The smell that comes out when you open a box of Magic The Gathering cards. Unmatched.

I am that type of person that really like smells. Also when with friends and something smells I'm always the one that knows exactly what it smells like and they're all like woah and mildly impressed or something.


----------



## Negrek (Sep 8, 2011)

Lord of the Fireflies said:


> The smell that comes out when you open a box of Magic The Gathering cards. Unmatched.


How did I forget this? I used to always love getting a tournament pack or theme deck or what have you so I'd have a nice thick stack of brand-new cards to smell. Mmm, wonderful, wonderful, probably-toxic ink smell...


----------



## Chief Zackrai (Sep 8, 2011)

Oil, grease, gasoline, freshly sandblasted metal, the sea, burning wood, and things of the like.

I don't _mind_ the smell of cigarette smoke, but it can be overwhelming.


----------



## Ever (Sep 9, 2011)

Hm...I like weather smells. Rain, snow, clouds, and sun (especially the scent of pillow/plushies/blankets/rugs/similar objects that have been sitting in the sun). Also, I like the smell of libraries. I like the scents of pretty much all foods that I like, which is (obviously) too long of a list to type.


----------



## Automata heart (Sep 9, 2011)

shoe polish and ironing smells like success.


----------



## Zhorken (Sep 9, 2011)

I _hate_ old book smell.  It bothers the hell out of my lungs.

The inky smell on new trading cards and video games is a wonderful one, though.  And rainsmell.  And other-people's-houses smell is almost always a good smell.  And fire!  Wood smoke is the besssst.


----------



## voltianqueen (Sep 9, 2011)

I like gasoline, libraries, new games, musky ferret smell (especially on my stuffed toys, etc), cut grass, certain book smells, new cat litter, dryer sheets...and a lot of other things x3


----------



## Music Dragon (Sep 10, 2011)

Young virgin girls, of course.


----------



## RespectTheBlade (Sep 10, 2011)

Favorite smells? Topping the list are the smell of rain, vanilla, the smell of ozone (the air outside just after a storm with lightning hits), lemon-scented things, birthday candles, and the smell of a new videogame. (not sure if the last one exists, but I definitely think it does.)
WOOPS forgot two others: Stuff being grilled (mainly chicken or hamburger), and fire.


----------



## Phantom (Sep 10, 2011)

Rain, cookies, fresh laundry, pretty much the same as everyone else.
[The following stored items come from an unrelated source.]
PR #339, opened 2017-05-30
allow recommend to come from server url.

vlandham:
results now store plot objects as they are easily serializable.

Changes work toward accomplishing #314 .


src/actions/result.ts
```diff
@@ -18,22 +20,26 @@ export type ResultRequest = ReduxAction<typeof RESULT_REQUEST, {}>;
...
-export function resultRequest(query?: Query, schema?: Schema): AsyncResultRequest {
+export function resultRequest(query?: Query, schema?: Schema, data?: Data): AsyncResultRequest {
   return (dispatch: Dispatch<Action>, getState) => {
     if (!query) {
       query = getQuery(getState());
     }
     if (!schema) {
       schema = getSchema(getState());
     }
+    if (!data) {
```
kanitw: It seems like the input  `query`, `schema`, `data` are actually ignored and override

I wonder if we only need only one between (1) `query`, `schema`, `data` as parameters of `resultRequest`  or (2) `getState` as a parameter of the returned method.

vlandham: good point. I updated and removed them from the function signature. originally, the idea was to use this in multiple places - but based on how we are calling it now, it is not necessary. thanks!

vlandham:
hmmm. the build process seems to be having problems installing yarn

```
Updating nvm
nvm.install
2.52s$ nvm install 6
Downloading and installing node v6.10.3...
Downloading https://nodejs.org/dist/v6.10.3/node-v6.10.3-linux-x64.tar.xz...
######################################################################## 100.0%
Computing checksum with sha256sum
Checksums matched!
Now using node v6.10.3 (npm v3.10.10)
Installing yarn
30.08s$ curl -o- -L https://yarnpkg.com/install.sh | bash

bash: line 1: syntax error near unexpected token `newline'
bash: line 1: `<!DOCTYPE html>'
The command "curl -o- -L https://yarnpkg.com/install.sh | bash" failed and exited with 2 during .
```

vlandham:
getting a bad gateway error from https://yarnpkg.com/install.sh

vlandham:
Looks like yarn fixed it self. 

@kanitw  - do you know if there is a way to rerun travis - or do i need to push an update to this branch?

vlandham:
fixed @kanitw !

kanitw:
Thanks.  Last comment, I'm wondering if we should add tests for `extractPlotObjects`, `convertToPlotObjectsGroup`?

vlandham:
thanks for keeping me honest @kanitw ! Found an unnecessary input parameter to `extractPlotObjects` from the tests.

vlandham:
now includes `buildSchema` in the api - so we can run that on the server as well.

vlandham:
This tweak moves @types to dev dependencies - so they don't negatively impact `voyager-server` when it pulls in this repo.

kanitw:
LGTM.  One last comment -- I wonder if it is difficult to add tests for `fetchCompassQLRecommend` and `fetchCompassQLBuildSchema`. 

I guess it will require some mock server?  If it doesn't take too long (say ~1hr), maybe it's worth adding a test for it?  If it's gonna way longer than that, let's merge this then.

vlandham:
this latest push has a few tests for these two functions.

kanitw:
LGTM.  It looks like there is a conflict with something I have just merged.  Do you wanna rebase to the latest vy2 branch?  After that we can merge :)

vlandham:
ok ! i believe the conflicts have been resolved!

I also like wood fires and cigarette smoke... depending on the cigarette.


----------



## Ever (Sep 10, 2011)

I like the smell of burning bay leaves. Yes, you heard me correctly. Also, gardenias are nice.


----------



## Corbette (Sep 10, 2011)

The smell of an old, wooden house or barn upon first entrance.


----------



## Ever (Sep 10, 2011)

Corbette said:


> The smell of an old, wooden house or barn upon first entrance.
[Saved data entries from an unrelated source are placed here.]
PR #340, opened 2017-05-31
325 data source config

### LINKED ISSUE #325: Update data source selector to support custom data sources
Splitting off from #313 

A few things come to mind for this:

- When an dataset is loaded via external URL, the data source selector should update to display this.
- Should the app be configurable so that the data source selector can be disabled/hidden?
- Possible support for loading multiple external data sources into the selector. (see #324)

tafsiri:
Makes showing the data source selector configurable. Closes #325


src/actions/config.ts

This so much. Also, fog (it's quite foggy where I live) and my dance studio.


----------



## The Omskivar (Sep 11, 2011)

Fruit snacks.

Seriously it's like crack


----------



## Squornshellous Beta (Sep 11, 2011)

Just about anything spicy. Garlic and onions and chili and peppers; if it's spicy I could just stand there for hours inhaling it all.

Also, Joannaaaaaa :3

Oh yeah, and that smell that old photocopiers make. I hear it's ozone and really bad for you.


----------



## Cap'n Sofa (Sep 11, 2011)

Hundred-year-old houses, rain, new games, ozone, garlic (because my bedroom always smells faintly of it), rabbits, fresh laundry, cloth after having been in the sun, gasoline, spraypaint...I'm sure there's more that I'm forgetting, I'll append the post with it if I remember.


----------



## shadow_lugia (Sep 11, 2011)

I love the smell of the paper of any book, including textbooks. I think I freak people out because I go around in public just sniffing a book that I'm carrying.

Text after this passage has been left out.